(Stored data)

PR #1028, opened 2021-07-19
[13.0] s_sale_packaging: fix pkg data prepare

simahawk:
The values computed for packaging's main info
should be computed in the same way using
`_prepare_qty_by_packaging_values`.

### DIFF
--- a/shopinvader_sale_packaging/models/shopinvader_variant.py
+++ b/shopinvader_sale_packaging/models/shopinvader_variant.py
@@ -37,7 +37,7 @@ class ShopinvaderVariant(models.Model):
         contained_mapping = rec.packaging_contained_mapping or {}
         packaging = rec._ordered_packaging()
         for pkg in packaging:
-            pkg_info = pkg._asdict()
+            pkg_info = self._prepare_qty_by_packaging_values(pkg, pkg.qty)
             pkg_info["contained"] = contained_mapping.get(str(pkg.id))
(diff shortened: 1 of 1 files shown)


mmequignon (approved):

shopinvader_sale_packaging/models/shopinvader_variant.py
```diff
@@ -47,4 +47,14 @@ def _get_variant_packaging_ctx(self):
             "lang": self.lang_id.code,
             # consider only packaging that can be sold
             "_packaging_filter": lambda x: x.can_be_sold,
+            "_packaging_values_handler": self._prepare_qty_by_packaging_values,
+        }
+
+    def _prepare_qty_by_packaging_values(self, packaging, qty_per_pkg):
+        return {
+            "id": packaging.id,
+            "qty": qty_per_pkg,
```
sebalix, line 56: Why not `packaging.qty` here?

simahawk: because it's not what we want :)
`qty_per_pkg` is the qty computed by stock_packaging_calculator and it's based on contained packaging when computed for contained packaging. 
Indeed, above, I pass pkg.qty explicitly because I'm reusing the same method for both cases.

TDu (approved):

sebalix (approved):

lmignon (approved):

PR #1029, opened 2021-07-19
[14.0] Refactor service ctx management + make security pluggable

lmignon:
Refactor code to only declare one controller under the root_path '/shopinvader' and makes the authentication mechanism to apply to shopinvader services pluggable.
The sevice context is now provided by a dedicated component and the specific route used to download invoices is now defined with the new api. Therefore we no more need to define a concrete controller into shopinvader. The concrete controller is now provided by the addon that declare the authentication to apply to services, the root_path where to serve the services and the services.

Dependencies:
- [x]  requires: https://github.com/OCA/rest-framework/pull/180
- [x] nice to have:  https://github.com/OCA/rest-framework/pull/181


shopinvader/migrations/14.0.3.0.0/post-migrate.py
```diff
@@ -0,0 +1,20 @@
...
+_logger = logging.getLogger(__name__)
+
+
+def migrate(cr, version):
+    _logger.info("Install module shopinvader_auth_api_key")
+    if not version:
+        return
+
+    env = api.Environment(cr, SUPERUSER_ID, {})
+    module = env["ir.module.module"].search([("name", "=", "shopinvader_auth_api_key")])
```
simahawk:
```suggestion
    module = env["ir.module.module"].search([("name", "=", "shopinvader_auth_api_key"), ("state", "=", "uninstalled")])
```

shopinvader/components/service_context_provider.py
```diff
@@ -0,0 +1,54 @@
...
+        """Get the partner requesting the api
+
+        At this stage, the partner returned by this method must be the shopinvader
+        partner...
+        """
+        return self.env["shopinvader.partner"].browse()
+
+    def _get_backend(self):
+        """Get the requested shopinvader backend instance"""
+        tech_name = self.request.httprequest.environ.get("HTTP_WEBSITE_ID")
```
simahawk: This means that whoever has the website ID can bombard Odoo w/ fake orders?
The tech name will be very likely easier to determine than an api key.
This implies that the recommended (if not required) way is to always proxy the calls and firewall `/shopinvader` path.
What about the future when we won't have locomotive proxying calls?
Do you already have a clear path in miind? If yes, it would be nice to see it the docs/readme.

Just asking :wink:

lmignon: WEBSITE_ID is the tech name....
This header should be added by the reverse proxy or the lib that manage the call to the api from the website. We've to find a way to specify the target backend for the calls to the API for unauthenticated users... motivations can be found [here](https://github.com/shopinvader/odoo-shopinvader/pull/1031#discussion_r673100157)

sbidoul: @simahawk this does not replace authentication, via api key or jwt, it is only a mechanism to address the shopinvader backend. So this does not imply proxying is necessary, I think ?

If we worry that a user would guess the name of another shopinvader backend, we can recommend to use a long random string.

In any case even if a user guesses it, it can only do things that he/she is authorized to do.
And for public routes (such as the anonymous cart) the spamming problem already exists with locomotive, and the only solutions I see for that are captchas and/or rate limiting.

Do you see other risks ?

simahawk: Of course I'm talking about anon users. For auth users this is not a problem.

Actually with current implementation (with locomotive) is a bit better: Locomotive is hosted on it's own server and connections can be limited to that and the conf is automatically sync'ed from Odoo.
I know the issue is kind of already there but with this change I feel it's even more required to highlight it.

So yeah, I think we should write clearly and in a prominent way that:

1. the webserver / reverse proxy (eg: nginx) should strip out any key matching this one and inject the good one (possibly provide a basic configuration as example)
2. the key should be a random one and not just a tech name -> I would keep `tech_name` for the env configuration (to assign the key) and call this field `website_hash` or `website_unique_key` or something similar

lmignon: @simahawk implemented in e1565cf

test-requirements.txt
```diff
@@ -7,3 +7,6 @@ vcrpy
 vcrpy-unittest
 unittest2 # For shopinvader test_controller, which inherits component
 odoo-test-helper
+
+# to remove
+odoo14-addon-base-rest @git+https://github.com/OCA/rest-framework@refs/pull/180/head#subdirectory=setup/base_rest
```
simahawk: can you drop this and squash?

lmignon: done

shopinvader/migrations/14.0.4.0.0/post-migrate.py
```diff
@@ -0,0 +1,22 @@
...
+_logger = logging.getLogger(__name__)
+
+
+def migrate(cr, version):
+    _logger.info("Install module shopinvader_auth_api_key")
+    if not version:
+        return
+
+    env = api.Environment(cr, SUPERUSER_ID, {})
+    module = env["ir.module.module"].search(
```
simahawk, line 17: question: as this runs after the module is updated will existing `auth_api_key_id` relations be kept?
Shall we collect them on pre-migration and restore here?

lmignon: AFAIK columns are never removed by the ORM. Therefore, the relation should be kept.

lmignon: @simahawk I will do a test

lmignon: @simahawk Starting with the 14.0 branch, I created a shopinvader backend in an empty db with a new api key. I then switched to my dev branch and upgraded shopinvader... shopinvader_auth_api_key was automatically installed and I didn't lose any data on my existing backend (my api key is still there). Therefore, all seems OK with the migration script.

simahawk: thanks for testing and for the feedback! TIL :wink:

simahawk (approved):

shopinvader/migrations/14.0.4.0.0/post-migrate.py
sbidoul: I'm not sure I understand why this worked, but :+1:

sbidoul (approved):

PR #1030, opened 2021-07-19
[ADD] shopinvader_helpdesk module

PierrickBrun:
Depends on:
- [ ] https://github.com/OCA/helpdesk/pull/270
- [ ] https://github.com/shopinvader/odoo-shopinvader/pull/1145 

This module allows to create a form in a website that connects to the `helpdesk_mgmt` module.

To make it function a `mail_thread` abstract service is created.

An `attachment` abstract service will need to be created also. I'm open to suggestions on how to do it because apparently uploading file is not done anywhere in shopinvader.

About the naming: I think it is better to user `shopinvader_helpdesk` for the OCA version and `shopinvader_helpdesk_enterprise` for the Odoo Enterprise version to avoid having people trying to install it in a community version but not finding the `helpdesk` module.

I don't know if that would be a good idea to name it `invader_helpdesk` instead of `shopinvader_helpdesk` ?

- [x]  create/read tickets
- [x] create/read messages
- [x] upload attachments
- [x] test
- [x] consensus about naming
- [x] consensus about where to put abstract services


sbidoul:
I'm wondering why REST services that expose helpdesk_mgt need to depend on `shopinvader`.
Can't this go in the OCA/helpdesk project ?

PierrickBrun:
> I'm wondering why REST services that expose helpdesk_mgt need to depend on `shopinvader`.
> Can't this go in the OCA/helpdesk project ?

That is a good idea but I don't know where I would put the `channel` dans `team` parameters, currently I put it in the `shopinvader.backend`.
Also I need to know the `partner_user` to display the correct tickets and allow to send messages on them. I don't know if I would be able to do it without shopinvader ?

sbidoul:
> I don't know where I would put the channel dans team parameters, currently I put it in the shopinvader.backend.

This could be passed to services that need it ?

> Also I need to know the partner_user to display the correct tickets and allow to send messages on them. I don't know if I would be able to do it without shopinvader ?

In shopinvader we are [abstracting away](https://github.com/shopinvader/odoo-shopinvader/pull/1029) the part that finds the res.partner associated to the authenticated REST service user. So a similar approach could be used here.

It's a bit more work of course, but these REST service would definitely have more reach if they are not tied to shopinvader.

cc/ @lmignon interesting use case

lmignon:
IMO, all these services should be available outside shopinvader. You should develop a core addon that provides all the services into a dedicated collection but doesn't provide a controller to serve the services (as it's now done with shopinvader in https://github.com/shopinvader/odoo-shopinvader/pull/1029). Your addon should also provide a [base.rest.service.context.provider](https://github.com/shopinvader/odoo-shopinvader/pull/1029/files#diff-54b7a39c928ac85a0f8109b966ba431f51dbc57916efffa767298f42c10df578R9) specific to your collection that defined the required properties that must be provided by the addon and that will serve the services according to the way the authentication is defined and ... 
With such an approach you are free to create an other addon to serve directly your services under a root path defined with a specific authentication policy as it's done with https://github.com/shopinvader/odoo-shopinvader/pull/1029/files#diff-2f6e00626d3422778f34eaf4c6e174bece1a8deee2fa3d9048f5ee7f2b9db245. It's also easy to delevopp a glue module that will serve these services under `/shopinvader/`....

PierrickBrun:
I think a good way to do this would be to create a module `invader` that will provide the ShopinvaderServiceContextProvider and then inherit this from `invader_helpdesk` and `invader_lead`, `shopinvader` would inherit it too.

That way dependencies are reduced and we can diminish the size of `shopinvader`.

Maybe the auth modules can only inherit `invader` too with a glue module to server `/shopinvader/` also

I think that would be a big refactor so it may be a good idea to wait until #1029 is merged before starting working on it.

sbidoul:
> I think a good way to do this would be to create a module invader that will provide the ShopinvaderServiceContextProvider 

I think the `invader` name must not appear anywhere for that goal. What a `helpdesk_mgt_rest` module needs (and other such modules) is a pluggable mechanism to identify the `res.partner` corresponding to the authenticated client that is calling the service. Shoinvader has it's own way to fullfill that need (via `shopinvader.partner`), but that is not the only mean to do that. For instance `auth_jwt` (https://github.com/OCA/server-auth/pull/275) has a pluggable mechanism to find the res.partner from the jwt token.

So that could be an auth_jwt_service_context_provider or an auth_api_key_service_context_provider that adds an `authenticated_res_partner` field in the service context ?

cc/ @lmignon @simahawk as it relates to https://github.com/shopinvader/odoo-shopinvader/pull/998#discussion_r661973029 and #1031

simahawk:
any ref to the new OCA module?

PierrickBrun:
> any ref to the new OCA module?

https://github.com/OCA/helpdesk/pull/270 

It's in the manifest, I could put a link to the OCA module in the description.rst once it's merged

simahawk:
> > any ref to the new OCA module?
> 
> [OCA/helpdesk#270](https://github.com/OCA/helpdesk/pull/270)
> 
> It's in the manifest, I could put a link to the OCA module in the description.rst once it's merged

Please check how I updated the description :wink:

[EXERCISE BRIEF]:
Look through the entries above; find each line with the word "updated" and copy it.

[RESPONSE BELOW]:
simahawk, line 17: question: as this runs after the module is updated will existing `auth_api_key_id` relations be kept?
Please check how I updated the description :wink:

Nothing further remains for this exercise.